Your wedding ‘lehnga’ comes with a legacy of pain and injustice

How strange that the central element of a ceremony meant to represent love, should come from a place of human abuse.
Updated 17 Oct, 2015

What can compare to the extravagance of a Pakistani wedding? The endless food, the hundreds of guests, the lavish decorations – it’s an event like no other. Although not Pakistani myself, I observed all of this firsthand at my own desi wedding, thanks to my Pakistani spouse.

Ever since my marriage, I have been reflecting increasingly on materialism and its effects on our world. As I attend more and more weddings, the opulence of these events makes me question the logic and lack of compassion behind consumerism.

Our concerns as consumers only extend to price and aesthetics. The only questions we ask ourselves is, “Do I like it,” and never, “How will this affects others?”

Also read: Wedding guests in the capital to be served one dish

As individuals, we like to think we care about worker rights and fair trade, but as consumers, we are every ready to drop these concerns for the right price.

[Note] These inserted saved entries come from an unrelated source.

PR #379, opened 2025-07-14
fix: add repo with specific revs

fayekelmith:
Addressing #376


Evanfeenstra:
once we remove `filter_by_revs` we can remove `revs` on Repo. Then remove revs completely

PR #391, opened 2025-07-15
Fix/lsp cleanup

### LINKED ISSUE #390: post clone cmd
post clone cmd (npm install) should ONLY run if the package.json changed

so /sync will be faster

fayekelmith:
Closes #390


fayekelmith:

PR #402, opened 2025-07-16
fixed demorepo test

fayekelmith:


fayekelmith:
@Evanfeenstra , this is the demorepo test update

Nothing exemplifies this attitude better than the wedding lehnga.

The traditional wedding lehnga is an iconic guilty pleasure, especially for members of the middle and upper classes. There are very few other items that society allows us to spend loads of money on, wear only a few times and never use again.

A lot of thought will go into the colour, design and price of the dress, but little thought goes into the conditions under which this dress would be made.


Beautiful and expensive, the wedding lehnga encapsulates the selfishness of today’s consumerist ideologies.


The reality is that this one special garment comes with a legacy of pain and injustice.

The textile industry boasts a near absence of labour rights. According to Karamat Ali, Executive Director of the well-known Pakistan Institute of Labour Research and Education, 80 per cent of workers in the industry work 12 hours a day or more.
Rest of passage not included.